# Icônes Mac OS 9 en mode milliers de couleurs



## François (6 Février 2000)

Je me suis mis à jour à Mac OS 9 au début de cette année, depuis Mac OS 8.5. Sous Mac OS 8.5, qui a introduit les nouvelles icônes en milliards de couleurs (32 bits), même lorsque la profondeur des couleurs de mon moniteur est réglée en mode milliers de couleurs, les icônes étaient encore en 32 bits (je voyais les jolis dégradés des dossiers, p. ex.).
Sous Mac OS 9 par contre, alors que je suis en mode milliers de couleurs, par contre, les icônes affichées sont seulement des icônes 8 bits, comme si j'avais réglé mon écran en 256 couleurs, et ne peuvent être 32 bits que si je règle la profondeur en millions de couleurs.
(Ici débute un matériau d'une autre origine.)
PR #2056, opened 2019-11-20
ansible: add new AIX7.1 machines to CI

AshCripps:
This is a draft pass at adding new AIX72 to our test ci.

Ive edited the anisble to install the packages that use to be done manually.

One machine is commented out as I dont have access atm and so its not currently ansibled yet

Finally Ive cleaned up and edited the manual steps .md with additions needed and ive also split it into 6.1 and 7.2 install steps as both have some differences.

These machines aren't ready yet as I dont have CI access so they are missing the jenkins secret.

### DIFF
--- a/ansible/aix61-standalone/manualBootstrap.md
+++ b/ansible/aix61-standalone/manualBootstrap.md
@@ -9,19 +9,115 @@ modules will be installed.
 ```bash
 chfs -a size=+1300000 /opt
 chfs -a size=+250000 /
-chfs -a size=917504 /tmp
+chfs -a size=+917504 /tmp
 ```
 
-AIX72: unneeded: -1 and -2 and aix7-2 have different sizes, and 7.2 is big
-enough already:
+For the systems without ramdisks `/home` needs to be set to the same size as `/home/iojs/build` would be on a ramdisk machine
 
-               6.1-1          6.1-2     7.2-2
-	/opt: 3670016 x 512, 2228224  31457280
-	/:    3538944 x 512, 3407872   4194304
+```bash
+chfs -a size=23000000 /home
+```
+
+## Edit SSH config
+
+Add the following two lines to `/etc/ssh/sshd_config`:
+
+```
+PasswordAuthentication no
+ChallengeResponseAuthentication no
+```
+
+## Remove failedlogin file
+
+If /etc/security/failedlogin is growing without bounds on AIX6.1, remove
+it with a cron job, use `crontab -e`, and add one line:
+```sh
+0 12 * * * /usr/bin/rm -f /etc/security/failedlogin
+```
+
+# AIX 7.2 Install
+
+Most packages should be installed via ansible.
+
+If there are any missing they should be installed via yum
+
+What you do need to install manually is **gcc** and **ccache**
+
+## gcc 6.3.x on AIX 7.2
+
+```bash
+mkdir -p /opt/gcc-6.3 && cd /opt/gcc-6.3
+curl -L https://ci.nodejs.org/downloads/aix/gcc-6.3-aix7.2.ppc.tar.gz | /opt/freeware/bin/tar -xzf -
+```
+
+## ccache 3.7.4 on AIX 7.2
+
+```bash
+mkdir -p /opt/ccache-3.7.4 && cd /opt/ccache-3.7.4
+curl -L https://ci.nodejs.org/downloads/aix/ccache-3.7.4.aix7.2.ppc.tar.gz | /opt/freeware/bin/tar -xzf -
+```
+## Enable the AHA fs
+
+For AIX 7.2 and 6.1, needed for the file watcher unit tests.
+
+Add the following to /etc/filesystems:
+
+```
+/aha:
+        dev             = /aha
+        vfs             = ahafs
+        mount           = true
+        vol             = /aha
+```
+
+and then:
+
+```bash
+mkdir /aha
+mount /aha
+```
+
+## Install XL compilers
+
+1. Download 16.1.0 packages from: https://testcase.boulder.ibm.com (username:
+   xlcomp4, password: ask @mhdawson)
+2. scp them to target:/opt/ibm-xlc
+3. on target:
+```bash
+cd /opt/ibm-xlc
+uncompress 16.1.0.3-IBM-xlCcmp-AIX-FP003.tar.Z
+uncompress IBM_XL_C_CPP_V16.1.0.0_AIX.tar.Z
+installp -aXYgd ./usr/sys/inst.images -e /tmp/install.log all
+inutoc
+installp -aXgd ./ -e /tmp/install.log all
+```
+4. Find compilers in `/opt/IBM/xl[cC]/16.1.0/bin/`
+
+
+
+#### tap2junit
+
+Should be installed via ansible but if needed to be done manually use the following:
+
+AIX72:
+```
+  python  -m pip install --upgrade pip pipenv git+https://github.com/nodejs/tap2junit
+  python3 -m pip install --upgrade pip pipenv git+https://github.com/nodejs/tap2junit
+  ln -s /opt/freeware/bin/tap2junit /usr/bin/tap2junit
+```
+
+Note: probably only the py3 was needed
+
+```bash
+python -m pip install --upgrade pip pipenv git+https://github.com/nodejs/tap2junit.git
+ln -s /opt/freeware/bin/tap2junit /usr/bin/tap2junit
+```
+
+
+# AIX 6.1 Install
 
 ## Install required packages
 
-AIX72: unneeded, package were installed by yum
 
 #### curl, unzip
 
@@ -57,8 +153,6 @@ rm -rf gcc
 
 #### git-tools
 
-AIX72: unneeded, installed with yum
-
 ```bash
 mkdir git-tools
 cd git-tools
@@ -73,8 +167,6 @@ rm -rf git-tools
 
 #### git
 
-AIX72: unneeded, installed with yum
-
 ```bash
 LIBPATH=/usr/lib curl --insecure -O https://ci.nodejs.org/downloads/aix/git-2.8.1-1.aix6.1.ppc.rpm
 rpm -ivh git-2.8.1-1.aix6.1.ppc.rpm --force
@@ -82,7 +174,6 @@ rpm -ivh git-2.8.1-1.aix6.1.ppc.rpm --force
 
 #### openssl, openssh
 
-AIX72: unneeded, installed with yum
 
 Download and scp to the machine:
 https://www-01.ibm.com/marketing/iwm/iwm/web/reg/pick.do?source=aixbp&lang=en_US
@@ -109,7 +200,6 @@ installp -Y -qaXgd . openssl openssh
 
 #### gettext, java, make
 
-AIX72: unneeded, installed by ansible in /home/iojs/
 
 ```bash
 LIBPATH=/usr/lib curl --insecure -O https://public.dhe.ibm.com/aix/freeSoftware/aixtoolbox/RPMS/ppc/gettext/gettext-0.19.7-1.aix6.1.ppc.rpm
@@ -126,7 +216,6 @@ rpm -i make-3.82-1.aix5.3.ppc.rpm
 
 #### libtool
 
-AIX72: unneeded, should not be installed
 
 Download and scp to the machine:
 http://www.bullfreeware.com/affichage.php?id=1458#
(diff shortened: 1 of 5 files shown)


AshCripps:
This is now good to go.

We are only adding the AIX7.1 machines currently as we are still waiting on confirmation of how many 7.2 machines we will get.

There are two test machines and one release machines

The next step will be connecting them to the CI

ansible/aix61-standalone/manualBootstrap.md
```diff
@@ -9,19 +9,136 @@ modules will be installed.
 ```bash
 chfs -a size=+1300000 /opt
 chfs -a size=+250000 /
-chfs -a size=917504 /tmp
+chfs -a size=+917504 /tmp
```
sam-github: The original was intended, it sets /tmp to a size that is required for citgm. Using a + just makes it bigger, but there is no need to make it bigger if its big enough already,.

ansible/aix61-standalone/manualBootstrap.md
```diff
@@ -9,19 +9,136 @@ modules will be installed.
...
+
+# AIX 7.2 Install
+
+Most packages should be installed via ansible.
+
+If there are any missing they should be installed via yum
+
+What you do need to install manually is **gcc** and **ccache**
+
+## gcc 6.3.x on AIX 7.2
```
sam-github: We are installing gcc6 from yum now, aren't we, so this can be removed?

ansible/aix61-standalone/manualBootstrap.md
```diff
@@ -9,19 +9,136 @@ modules will be installed.
...
+and then:
+
+```bash
+mkdir /aha
+mount /aha
+```
+
+## Install XL compilers
+
+1. Download 16.1.0 packages from: https://testcase.boulder.ibm.com (username:
```
sam-github: On the pdp machines, I think it might be easier to ask pdp if they can install them. Could be wrong, but they offered during machine provisioning.

ansible/aix61-standalone/manualBootstrap.md
```diff
@@ -9,19 +9,136 @@ modules will be installed.
...
+inutoc
+installp -aXgd ./ -e /tmp/install.log all
+```
+4. Find compilers in `/opt/IBM/xl[cC]/16.1.0/bin/`
+
+
+
+#### tap2junit
+
+Should be installed via ansible but if needed to be done manually use the following:
```
sam-github: I think it was done by ansible on aix7, wasn't it?

ansible/aix61-standalone/manualBootstrap.md
```diff
@@ -9,19 +9,136 @@ modules will be installed.
...
+
+## ccache 3.7.4 on AIX 7.2
+
+```bash
+mkdir -p /opt/ccache-3.7.4 && cd /opt/ccache-3.7.4
+curl -L https://ci.nodejs.org/downloads/aix/ccache-3.7.4.aix7.2.ppc.tar.gz | /opt/freeware/bin/tar -xzf -
+```
+## Enable the AHA fs
+
+For AIX 7.2 and 6.1, needed for the file watcher unit tests.
```
sam-github: AIX7.2 --> "AIX7"?

jenkins/scripts/select-compiler.sh
```diff
@@ -105,6 +105,22 @@ elif [ "$SELECT_ARCH" = "AIXPPC" ]; then
       ;;
   esac
 
+  case $NODE_NAME in
+    *aix71* )
```
sam-github: If it's too early to test this on AIX7.2, then this is fine, but I have reason to hope this will eventually be `*aix7* )`.

ansible/plugins/inventory/nodejs_yaml.py
```diff
@@ -45,10 +45,10 @@
     'type': ('infra', 'release', 'test'),
 
     # providers - validated for consistency
-    'provider': ('azure', 'digitalocean', 'joyent', 'ibm', 'linuxonecc',
+    'provider': ('azure', 'digitalocean', 'joyent', 'linuxonecc',
                  'macstadium', 'marist', 'mininodes', 'msft', 'osuosl',
                  'rackspace', 'requireio', 'scaleway', 'softlayer', 'voxer',
-                 'packetnet', 'nearform')
+                 'packetnet', 'pcc', 'nearform')
```
sam-github: typo? Dawson suggested `use "pdp" to stand for "Power Development Cloud"`

jenkins/scripts/select-compiler.sh
```diff
@@ -105,6 +105,22 @@ elif [ "$SELECT_ARCH" = "AIXPPC" ]; then
       ;;
   esac
 
+  case $NODE_NAME in
```
sam-github: don't need a new `case...`, add the block to the existing one at line 91, and this `*aix71* )` block would get inserted after line 105 (the `;;`)

ansible/inventory.yml
```diff
@@ -131,6 +134,11 @@ hosts:
         win10-arm64-1: { vs: '2017' }
         win10-arm64-2: { vs: '2017' }
 
+    - pcc:
```
sam-github: "pdp"

ansible/inventory.yml
```diff
@@ -71,6 +71,9 @@ hosts:
     - marist:
         zos13-s390x-1: {ip: 148.100.36.135, user: Unix1}
 
+    - pcc:
```
sam-github: "pdp"

ansible/aix61-standalone/manualBootstrap.md
AshCripps: I think I did this because that wasnt big enough but I cant remember why it wasnt big enough

ansible/aix61-standalone/manualBootstrap.md
AshCripps: I never installed these compilers so your call on whether to remove instructions and get them to do it

ansible/aix61-standalone/manualBootstrap.md
AshCripps: yes think so too

jenkins/scripts/select-compiler.sh
AshCripps: Am I right in thinking we have a 7.2 machine in ci? if so this seperation is needed because it wont have yum installed gcc6

ansible/plugins/inventory/nodejs_yaml.py
AshCripps: on the call we had with monday they said they got this order from pdp - they are actually `Poughkeepsie Client Center" I believe

ansible/aix61-standalone/manualBootstrap.md
sam-github: We should figure it out. The originals were those `+` statements, which were probably what was run, but doesn't help even a little bit when setting up new machines, where we need to know what the minimum required size is, not how much bigger the last machines disks needed to be!

I think I set the /tmp there so that all the machines would have the same /tmp size, so, should be big enough. If its not, then we need a new (absolute) size.

ansible/aix61-standalone/manualBootstrap.md
sam-github: fair enough. Leave as-is for now, and I'll adjust if necessary if/when we do libuv builds on these machines.

ansible/aix61-standalone/manualBootstrap.md
sam-github: so the whole section can be removed.

jenkins/scripts/select-compiler.sh
sam-github: we do not! :-) I setup 1 single 7.2 machine, but we can't add it until we have 3. And given what we now know about using yum to install gcc6, I'll want to revisit this. But you don't have to deal with this now. Forget I mentioned it, its unrelated to AIX7.1.

ansible/plugins/inventory/nodejs_yaml.py
sam-github: Internal conversation ended with "lets just call this `ibm`".

AshCripps:
@sam-github Addressed your comments PTAL

sam-github:
@richardlau PTAL -- I think this is purely additive, and mostly docs, so it should be possible to land without disturbing any existing builds.

ansible/aix61-standalone/manualBootstrap.md
```diff
@@ -12,16 +12,114 @@ chfs -a size=+250000 /
...
+        0509-022 Cannot load module make_64.
+        0509-150   Dependent module /opt/freeware/lib/libintl.a(libintl.so.8) could not be loaded.
+        0509-022 Cannot load module .
+```
+
+The fix is as following:
+
+```sh
+sudo rm /usr/lib/libiconv.a && sudo ln -s /opt/freeware/bin/libiconv.a /usr/lib
+```
```
richardlau: Is it possible to do this through ansible instead of a manual step?

ansible/aix61-standalone/manualBootstrap.md
```diff
@@ -12,16 +12,114 @@ chfs -a size=+250000 /
...
+mkdir -p /opt/gcc-6.3 && cd /opt/gcc-6.3
+curl -L https://ci.nodejs.org/downloads/aix/gcc-6.3-aix7.2.ppc.tar.gz | /opt/freeware/bin/tar -xzf -
+```
+
+## ccache 3.7.4 on AIX 7.2
+
+```bash
+mkdir -p /opt/ccache-3.7.4 && cd /opt/ccache-3.7.4
+curl -L https://ci.nodejs.org/downloads/aix/ccache-3.7.4.aix7.2.ppc.tar.gz | /opt/freeware/bin/tar -xzf -
+```
```
richardlau: Missing blank line before the next section.

ansible/aix61-standalone/manualBootstrap.md
```diff
@@ -243,6 +316,66 @@ pages earlier and not wait for the sync demon:
...
+
+LIBPATH=/usr/lib curl -L --insecure -O https://ci.nodejs.org/downloads/aix/gmake-dep.tar.gz
+gunzip -d gmake-dep.tar.gz
+tar -xf gmake-dep.tar
+```
+
+
+## Install python3
+
+AIX72: uneeded, installed by yum
```
richardlau: This line is unnecessary since it's still in the AIX 6.1 section? (Other instances seem to have been removed.)

ansible/plugins/inventory/nodejs_yaml.py
```diff
@@ -45,10 +45,10 @@
     'type': ('infra', 'release', 'test'),
 
     # providers - validated for consistency
-    'provider': ('azure', 'digitalocean', 'joyent', 'ibm', 'linuxonecc',
+    'provider': ('azure', 'digitalocean', 'joyent', 'linuxonecc',
                  'macstadium', 'marist', 'mininodes', 'msft', 'osuosl',
                  'rackspace', 'requireio', 'scaleway', 'softlayer', 'voxer',
-                 'packetnet', 'nearform')
+                 'packetnet', 'ibm', 'nearform')
```
richardlau: Any particular reason why `ibm` was moved here? It was already in the set so this change is not needed, or if it is changed maybe this should be sorted alphabetically?

ansible/inventory.yml
```diff
@@ -131,6 +134,11 @@ hosts:
         win10-arm64-1: { vs: '2017' }
         win10-arm64-2: { vs: '2017' }
 
+    - ibm:
+        aix71-ppc64_be-1: {ip: 129.33.196.197, user: b9s010a}
+        aix71-ppc64_be-2: {ip: 129.33.196.198, user: b9s010a}
```
richardlau: Should we attempt to keep providers sorted alphabetically? (It isn't quite before this change but almost is.)

ansible/aix61-standalone/manualBootstrap.md
sam-github: Its not safe to do, it could really damage the system. I'm not sure how badly, but possibly make ever executable unrunnable. I did it because the upstream yum packages don't seem to do the right thing here and had to figure out a way to make make build, and only after manual verification that the .so's (which are stored _inside_ static archives) were bitwise identical. It could be useful to add some info here: `ar x libiconv.a` on the two archives will extract  the .so from them. In this system (but not the aix7.2 I worked on 2 months ago, from the same yum package repo) the .a file in /opt was a pure superset of the one in /lib, so symlinking works.

ansible/plugins/inventory/nodejs_yaml.py
AshCripps: Good catch my fault, mustve moved it when I changed it to pcc and forgot to move it back

ansible/aix61-standalone/manualBootstrap.md
AshCripps: good catch

ansible/inventory.yml
AshCripps: I agree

Toutefois, et c'est encore plus bizarre, j'ai pu remarquer que lorsque je sélectionne un élément (son icône s'assombrit), son icône devient 32 bit (je remarque le dégradé); dès que je le déselectionne, l'icône redevient 8 bits.
Qui pourrait bien m'expliquer cet étrange phénomène et comment je pourrais le résoudre ? Merci d'avance.


----------